I think our personalities are different and for some, it might work, but for him it doesn't. He thinks he would like more of a say with things but he is an idea guy and needs to think about all of the aspects of things before making decisions. With 3 kids, sometimes we don't have luxury of time and just need to make a decision. I think he envisions having more ownership if he has to be the one making decisions. He will have to step up. It might not work for him but I'm sure he will figure it out. We will always have to work together on making decisions with the kids and he is aware of that. 
And you are right, he does feel this relationship does not make it easy for him to flourish and grow. I love him and want him to be happy, so letting go is the only thing left to do I suppose.


----------



## stillhoping01 (Aug 28, 2015)

Ynot said:


> No worries on the rambling, I do it myself! Been there done that.
> I feel for you. I know over the last few years of my marriage, we did try to discuss things. I think that our problem was again, the expectations we each had of how it was supposed to be. Instead of being open, we both became defensive and the the end result of almost every attempt at discussion became an argument, which typically ended with her saying "I am doing the best I can, if you don't like it I am leaving!" (perhaps like your husband) and me feeling even more hurt (perhaps like you). I hate to say it, but you may have reached the end of the line. The only other thing I might suggest is talking not about the specific marital issues but the larger issue of being open to change and expectations.
> Another lesson I am learning is that I really didn't know how to be truly open and in retrospect, neither did she. We each thought we were trying but our efforts were limited by our ignorance. Good luck, however it turns out, Resolving this problem one way or the other will lead to better days for all.

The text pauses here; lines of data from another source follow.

PR #1033, opened 2025-01-17
fix: ep negative shares bug

ypatil12:
Fixes the negative shares edge case where an operator is overrewarded shares if a staker, who previously had negative shares, completes a withdrawal as shares. Integration upgrade tests have been added to verify behavior.


ypatil12:
Proof of failure on bringing old logic back:

image

wadealexc (approved):
LGTM

Issue #513, opened 2024-04-15
stake() in eigenPodManager  will failed when msg.sender had not eigenPod


macrocan:
**Describe the bug**
stake() in eigenPodManager  will failed when msg.sender had not eigenPod 

**To Reproduce**
1. generate beacon stake deposit-data
2. https://holesky.etherscan.io/address/0x30770d7E3e71112d7A6b7259542D1f680a70e315#writeProxyContract
3. find stake()

**cause**
DepositDataRoot in deposit-data will digit serval elements which include withdrawal credentials, user can't know his  eigenpod(still not existed) address in advance.

PR #1035, opened 2025-01-17
Add check of deposit data in stake

louisbrown0212:
It resolves this bug #513


ypatil12:
We're not looking to resolve this bug at the moment, closing

PR #1037, opened 2025-01-17
feat: add `getAllocatedStake` and update `getMinimumSlashableStake`

8sunyuan:
`getMinimumSlashableStake` returns the amount of slashable stake for an OperatorSet and a respective list of operators. It is currently used by both AVSs (avs-sync) and operators (operator CLI). 

However, this view function doesn't consider whether or not the OperatorSet could actually _slash_ the operator. That is, if an operator registered and their slashableUntil block has passed then the OperatorSet cannot slash the Operator and their actual real slashable stake is 0. Thus, we add a `_isOperatorSlashable` check to this function. 

In the case where the operator wants to know how much slashable stake is allocated, irrespective of its slashable status, we add a `getAllocatedStake` helper function.


wadealexc (commented):
Needs `make bindings`

ypatil12 (approved):

PR #1038, opened 2025-01-17
feat(wip): better introspection for encumbered magnitude

wadealexc:


src/contracts/core/AllocationManagerStorage.sol
```diff
@@ -85,7 +85,7 @@ abstract contract AllocationManagerStorage is IAllocationManager {
     /// @dev For a strategy, contains the amount of magnitude an operator has allocated to operator sets
     /// @dev This value should be read with caution, as deallocations that are completable but not
```
ypatil12, line 86: Nit: can't be read publicly, so we can update comment

ypatil12 (approved):
LGTM, one non-blocking nit. Would also be good to have a test confirming expected behavior of the view func

wadealexc:
> LGTM, one non-blocking nit. Would also be good to have a test confirming expected behavior of the view func

So it doesn't really look like it because the updates I made to tests were very small, but the updated unit tests actually do check that the new function behaves correctly. 

I was also planning to further dig into this in integration tests -- this version of getting encumbered magnitude makes integration test invariant/assertion writing much easier :)

src/contracts/core/AllocationManagerStorage.sol
wadealexc: [919389d](https://github.com/Layr-Labs/eigenlayer-contracts/pull/1038/commits/919389d42b75286d1092f5baa7499828ce05016d)

8sunyuan (approved):
LGTM, the only code smell to me is how these view functions are implemented differently from the internal logic but thats been the case for a while. A bit late for a refactor.

PR #2065, opened 2024-12-26
Design-2 : Completed.

Tanish-gupta1:


MyHashMap.java
```diff
@@ -0,0 +1,94 @@
+// Time Complexity :O(1)
+// Space Complexity : O(1)
```
Tanish-gupta1, line 2: This will be O(n) -> n would be no. of elements we're pushing.

Nandha2Tech (commented):
Great Work!

Nandha2Tech:
Great Work!

PR #2081, opened 2024-12-27
Design-2

Gauri-27:


Ques.py
```diff
@@ -0,0 +1,36 @@
+class MyQueue:
```
ishika2741, line 1: Please add time and space here.

ishika2741 (commented):
Good work!

ishika2741:
Good work!

PR #2162, opened 2025-02-05
Completed Design-2

Akanksha1126:


Sample.java
```diff
@@ -1,7 +1,76 @@
-// Time Complexity :
-// Space Complexity :
+// Time Complexity : O(N)
```
ishika-gupta-sn, line 1: Check time complexity please . In case of design problems , always give complexity of individual functions

ishika-gupta-sn (commented):
Good work! Please submit other problem as well.

ishika2741:
Good work! Please submit other problem as well.

PR #2207, opened 2025-05-15
Design 2

arihantjain2198:
Problem 1 solved completely

Problem 2 only 26 test case solved. Unable to find issue in the approach

### DIFF
--- a/DesignHashMap.java
+++ b/DesignHashMap.java
@@ -1,0 +1,65 @@
+//problem 2: 
+// Time Complexity : Amortized O(1)
+// Space Complexity : O(1)
+// Did this code successfully run on Leetcode : No
+// Any problem you faced while coding this : Only 26 test case passed but not sure why this logic is failing
+
+class MyHashMap {
+
+    private int[][] matrix;
+    int keys;
+    int keyItems;
+
+    private int hash1(int val) { // First hash function that do the modulo
+        return val % keys;
+    }
+
+    private int hash2(int val) {// First hash function that take do the division
+        return val / keyItems;
+    }
+
+    public MyHashMap() { // declare the variables
+        keys = 1000;
+        keyItems = 1000;
+        matrix = new int[keys][];
+
+    }
+
+    public void put(int key, int value) {
+        int valKey = hash1(key);//here use the hash functions
+        int valItem = hash2(key);
+
+        if (matrix[valKey] == null) { // if matrix is null no items yet for that key
+            matrix[valKey] = new int[keyItems]; // declare the array with keyItems
+        }
+
+        matrix[valKey][valItem] = value; // assign the value to the location based on hashing
+    }
+
+    public int get(int key) {
+
+        int valKey = hash1(key); //here use the hash functions
+        int valItem = hash2(key);
+
+        if (matrix[valKey] == null || matrix[valKey][valItem] == -1) {
+            return -1; // if no value for the key or removed return -1
+        }
+
+        return matrix[valKey][valItem];
+    }
+
+    public void remove(int key) {
+
+        int valKey = hash1(key);//here use the hash functions
+        int valItem = hash2(key);
+
+        if (matrix[valKey] == null) {
+            return; //if no key found return 
+        }
+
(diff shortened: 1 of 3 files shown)


DesignHashMap.java
```diff
@@ -0,0 +1,65 @@
+//problem 2: 
+// Time Complexity : Amortized O(1)
+// Space Complexity : O(1)
+// Did this code successfully run on Leetcode : No
+// Any problem you faced while coding this : Only 26 test case passed but not sure why this logic is failing
+
+class MyHashMap {
+
+    private int[][] matrix;
```
sudhasr, line 9: Instead of int[][]  use   Integer[][]

DesignHashMap.java
```diff
@@ -0,0 +1,65 @@
...
+        return val % keys;
+    }
+
+    private int hash2(int val) {// First hash function that take do the division
+        return val / keyItems;
+    }
+
+    public MyHashMap() { // declare the variables
+        keys = 1000;
+        keyItems = 1000;
```
sudhasr, line 23: keyItems = 1001; // since the max key is 1000000, the hash2(1000000) will be 1000, so we need an array of size 1001 (0 to 1000 inclusive)

DesignHashMap.java
```diff
@@ -0,0 +1,65 @@
...
+        matrix = new int[keys][];
```
sudhasr, line 24: use Integer[keys][]

DesignHashMap.java
```diff
@@ -0,0 +1,65 @@
...
+
+    }
+
+    public void put(int key, int value) {
+        int valKey = hash1(key);//here use the hash functions
+        int valItem = hash2(key);
+
+        if (matrix[valKey] == null) { // if matrix is null no items yet for that key
+            matrix[valKey] = new int[keyItems]; // declare the array with keyItems
```
sudhasr, line 33: Integer[keyItems]

DesignHashMap.java
```diff
@@ -0,0 +1,65 @@
...
+
+        matrix[valKey][valItem] = value; // assign the value to the location based on hashing
+    }
+
+    public int get(int key) {
+
+        int valKey = hash1(key); //here use the hash functions
+        int valItem = hash2(key);
+
+        if (matrix[valKey] == null || matrix[valKey][valItem] == -1) {
```
sudhasr, line 44: if (matrix[valKey] == null || matrix[valKey][valItem] == null)

DesignHashMap.java
```diff
@@ -0,0 +1,65 @@
...
+
+        return matrix[valKey][valItem];
+    }
+
+    public void remove(int key) {
+
+        int valKey = hash1(key);//here use the hash functions
+        int valItem = hash2(key);
+
+        if (matrix[valKey] == null) {
```
sudhasr, line 56: if (matrix[valKey] != null) {
     matrix[valKey][valItem] = null;
  }

DesignHashMap.java
```diff
@@ -0,0 +1,65 @@
...
+            return; //if no key found return
```
sudhasr, line 57: no need to return here

DesignHashMap.java
```diff
@@ -0,0 +1,65 @@
...
+    public void remove(int key) {
+
+        int valKey = hash1(key);//here use the hash functions
+        int valItem = hash2(key);
+
+        if (matrix[valKey] == null) {
+            return; //if no key found return 
+        }
+
+        matrix[valKey][valItem] = -1; // if key found just add -1 to the value
```
sudhasr, line 60: not required as this is taken care in the if condition above

DesignHashMap.java
```diff
@@ -0,0 +1,65 @@
...
+
+        return;
```
sudhasr, line 62: not required

sudhasr (commented):
Good job on Queue using Stack. 
Good Try on the Design HashMap

sudhasr:
Good job on Queue using Stack. 
Good Try on the Design HashMap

Expectations are a tough hurdle to overcome! We have done a lot of work on this actually. For my personality type, I can have a conversation, it can become emotional but after we have talked, once I've processed things, I don't carry lots of negative feelings. It is easy for me to move on and trust that we are just human and doing our best to be kind and love one another. For him, I think he carries a lot of feelings and doesn't get past it as easily.
I am certain neither of us is as open as we could be. I actually held onto the mantra "be open and kind" over the past 2 years as we have been working on things. It helped to come back to that in times of distress, uncomfort, etc.. But being open and kind can't change the way a person views things. That is a lesson I am learning right now. Thanks for the input.


----------



## Ynot (Aug 26, 2014)

stillhoping01 said:


> Expectations are a tough hurdle to overcome! We have done a lot of work on this actually. For my personality type, I can have a conversation, it can become emotional but after we have talked, once I've processed things, I don't carry lots of negative feelings. It is easy for me to move on and trust that we are just human and doing our best to be kind and love one another. For him, I think he carries a lot of feelings and doesn't get past it as easily.
> I am certain neither of us is as open as we could be. I actually held onto the mantra "be open and kind" over the past 2 years as we have been working on things. It helped to come back to that in times of distress, uncomfort, etc.. But being open and kind can't change the way a person views things. That is a lesson I am learning right now. Thanks for the input.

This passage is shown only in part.